Equities Indices

European shares rise, buoyed by US, Canada trade agreement

European shares are higher Monday, as investor sentiment is buoyed by news the US and Canada reached a fresh trade agreement to replace the previous NAFTA deal. Volkswagen and Linde shares are both higher, helping support that broader upward momentum.

By 1155 BST, the EUROSTOXX 600 was 0.32% higher, while the EUROSTOXX 50 rose 0.53%. Regional bourses also began the fourth quarter on the front foot. The German DAX was up 0.63%, the French CAC was 0.30% in the green and the Spanish IBEX moved 0.71% into positive territory.

US-Canada trade deal

Investors entered the first day of October with a positive tone, as the US and Canada have finally agreed a new trade deal, to replace the previous NAFTA agreement.

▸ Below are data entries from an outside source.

PR #512, opened 2025-04-04
refactor: v2 rename offset

bashbunni:
This matches what we use in bubbles and allows us to potentially support an `xOffset` in the future.


table/table.go
```diff
@@ -210,9 +210,9 @@ func (t *Table) Height(h int) *Table {
...
 }
 
-// Offset sets the table rendering offset.
-func (t *Table) Offset(o int) *Table {
-	t.offset = o
+// YOffset sets the table rendering offset.
+func (t *Table) YOffset(o int) *Table {
+	t.yOffset = o
 	return t
 }
```
andreynering, line 217: In theory you could keep the original `Offset` function and add a comment marking it as deprecated:

https://go.dev/wiki/Deprecated

No strong opinion, just commenting about a possibility.

andreynering: Sure, it's fine to remove it IMO

aymanbagabas (approved):

andreynering (approved):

“Late last night, our deadline, we reached a wonderful new Trade Deal with Canada, to be added into the deal already reached with Mexico,” US President, Donald Trump tweeted.

“The new name will be The United States Mexico Canada Agreement, or USMCA. It is a great deal for all three countries, solves the many deficiencies and mistakes in NAFTA, greatly opens markets to our Farmers and Manufacturers, reduces Trade Barriers to the US and will bring all three Great Nations together in competition with the rest of the world. The USMCA is a historic transaction!,” Trump said.

Stock movers

Against that upbeat backdrop, there was a good selection of stock gains across European indices.

Among them were Volkswagen shares which gained support from the trade news and also from Friday’s announcement that it had agreed a strategic partnership with Microsoft Azure to support its in-car IoT services.

Volkswagen shares rose 1.07% to hit €153.22.

Linde shares are also higher, rising 1.52% to €180.75, after China’s regulators signed of the Linde-Praxair merger. The deal still requires approval from the US, the EU and south Korea.

Meanwhile, Ryanair shares slumped 9.07% to trade at €11.93 after issuing a profit warning. The budget airline said its full-year 2018/19 guidance is lower amid uncertainty following industrial strike action and also higher oil prices.